Cursor 3 shipped on the same day GitHub dropped its Copilot SDK into public preview, Google released Gemma 4 under Apache 2.0 — the first time the Gemma family has been fully open for commercial use — and Google's Antigravity IDE continued its free public preview. Antigravity, built on a VS Code fork following Google's $2.4 billion acquisition of Windsurf's talent, scores 76.2% on SWE-bench Verified — the highest published benchmark for any coding agent currently available.

That's a crowded week. And Google's Antigravity is free.

The Honest Verdict

Cursor 3 is the most technically sophisticated agent-first IDE available today. The Composer 2 benchmarks are real. The real-time RL pipeline is genuinely novel — a model that improves every five hours based on actual production usage is a different kind of product than anything that existed two years ago. The cloud agent infrastructure and enterprise self-hosting are serious engineering.

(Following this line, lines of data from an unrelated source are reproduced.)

PR #1494, opened 2020-03-02
Revert "Use mmap for utils.search_bytes_in_file."

oliverchang:
`Reverts` google/clusterfuzz#1489. Doesn't work for archive file handles.


inferno-chromium:
LGTM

I use Cursor. I'll keep using it. The Tab completions alone justify the Pro subscription for daily work.

But the "agent-first" era will arrive more slowly and unevenly than this launch suggests. The transparency stumble with Kimi K2.5 was avoidable and unnecessary. The $200/month pricing ceiling is real. The trust deficit — 71% of developers who don't trust AI accuracy — didn't appear from nowhere. It was earned.

The developers most likely to benefit from Cursor 3 are those working in well-typed, well-tested codebases with clear architectural boundaries. Everyone else should use it as a powerful assistant, not an autonomous colleague.

The question isn't whether Cursor 3 is impressive. It is. The question is whether "you are the architect, agents are the builders" describes where we actually are — or where Anysphere needs us to believe we are to justify a $50 billion valuation.

Those are different questions with different answers.